Shortly after this incident with Home Depot, next comes down our street a big truck from Loews. the workers were giving away the blue tarps absolutely free.

Today, this is why i never make a purchase at Home Depot. they were greedy.

JLeslie's avatar

After hurricanes in FL we are asked to report price gouging. I think it is unethical. I understand supply and demand, but since there is going to be huge demand, the vendor is going to make big money anyway. A reasonable increase in price I am ok with, but doubling and tripling is outrageous.

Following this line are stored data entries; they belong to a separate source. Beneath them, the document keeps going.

PR #1139, opened 2025-12-19
fix: correct MergeIntoWriteNode Hash & avoid the side effect of explain statement

lonless9:


crates/sail-logical-plan/src/merge.rs
```diff
@@ -203,14 +204,18 @@ impl UserDefinedLogicalNodeCore for MergeIntoNode {
     }
 }
 
-#[derive(Clone, Debug, PartialEq)]
+#[derive(Clone, Debug, PartialEq, Educe)]
+#[educe(Eq, Hash, PartialOrd)]
 pub struct MergeIntoWriteNode {
```
linhr, line 190: We need to handle `MergeIntoNode` as well.

crates/sail-plan/src/explain.rs
```diff
@@ -168,6 +168,11 @@ async fn collect_plan_with(
     let initial_logical = plan.clone();
     let mut stringified = vec![initial_logical.to_stringified(PlanType::InitialLogicalPlan)];
 
+    // TODO: The current implementation executes the logical plan to get the DataFrame,
+    // which triggers side effects for commands like CREATE TABLE or INSERT.
+    // This should be avoided in EXPLAIN. A possible solution is to instead rewrite the logical plan
+    // to replace command nodes with dummy nodes (e.g., empty relation with the same schema)
+    // to allow generating the physical plan and showing potential errors without execution.
     let df = execute_logical_plan(ctx, plan).await?;
```
linhr: The comment is nice! Let's comment out the code as well to avoid the side effect.

```rust
// let df = execute_logical_plan(ctx, plan).await?;
```

crates/sail-logical-plan/src/merge.rs
lonless9: Nice catch!

crates/sail-plan/src/explain.rs
lonless9: `WithPreconditionsNode` appears to be an unrecognized logical plan node, and I tend to ignore it for now.

crates/sail-plan/src/explain.rs
```diff
@@ -310,6 +317,24 @@ async fn collect_plan_with(
     })
 }
 
+/// Remove `WithPreconditionsNode` wrappers without executing them.
+/// FIXME: This is a temporary solution to avoid executing this logical plan during EXPLAIN.
```
linhr: Good idea!

We also need to strip `CatalogCommandNode` which is the actual cause of side effect. Some catalog commands are not wrapped by the precondition node.

linhr: We could possibly replace `CatalogCommandNode` with an empty plan but we need to use the same schema.

lonless9: Done!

I thought about reporting Northwest airlines a couple of years ago for price gouging because their flight from Memphis to Gulfport MS (must be an hour flight) was never under $700 dollars round trip, even with weeks in advance. I find that to be an outrage. I am sure it is based on competition, or no competition, and mostly business people were going to the coast post Katrina.

perspicacious's avatar

Yes, and usually prohibited by law.

Pied_Pfeffer's avatar

Yes, I feel that price-gouging is unethical in cases of emergencies. The hotel corporation I worked for does not allow the hotels to increase their rates in these situations. Not only does it make for bad PR, but it just isn’t the right way to treat people in need.

ragingloli's avatar

If they wanted to make sure that someone does not buy all that is in stock and leaves nothing for others, they can limit the amount a single person can buy.
You know, putting up a sign that reads “only 10 packs of batteries per person” and enforce it at checkout. It is not that difficult.

Frenchfry's avatar

They do it with gas. But the government stepped in one year made it against the law. I live in a hurricane area.

Cruiser's avatar

It’s called supply and demand. The article by John Stossel that @Fiddle_Playing_Creole_Bastard cited is one way to “justify” the higher prices but it simply comes down to survival. That store owner is now faced with paying the same rent and overhead with perhaps 10% of the commodities he normally sells. Water, batteries, milk and bread stocks will certainly run out quickly but his rent and utility bills won’t. Cut them some slack or drive somewhere else to get your sale of the day.

Haleth's avatar

@ragingloli That’s true, but people could just send in their friends or family to buy ten more packs of batteries. Or if someone wanted to make a quick buck, you could pay them to go in and buy batteries for you. Anyone who was motivated enough to do this might just turn around and sell the batteries for a profit. The cashier would also have an incentive to let his friends and family get extra batteries, or he could be bribed.

ItsAHabit's avatar

The law of supply and demand is one that politicians try to outlaw for political advantage. In doing so they create unintended consequences. We experienced an historic ice storm and people were in great need of electrical generators. Roads were dangerous and virtually impassable. However, one man drove his truck over 100 miles to bring back generators which he sold at a good profit and his customers were very grateful. However, the state stepped in later and charged him with price gouging. Bull _ _ _ _ ! He had risked his safety and life to bring in vitally needed generators. The state sat by and let people freeze but punished someone who helped solve the problem.

JLeslie's avatar

@ItsAHabit He risked his life and should be paid more. That is different in my mind than running business as usual, and taking advantage of someone because you can. In business, I believe there is making a profit, and there is crossing a line to greed with no integrity. Back to an airline example. Let’s say a hurricane is coming so the airlines and trains increase their prices to get out of town, and hotels increase prices post hurricane. Only people with enough money can go. The airline makes money no matter what, but they take advantage of the situation. It is a grey line, hard to define, but I believe it exists. I say golden rule, treat others as you would want to be treated.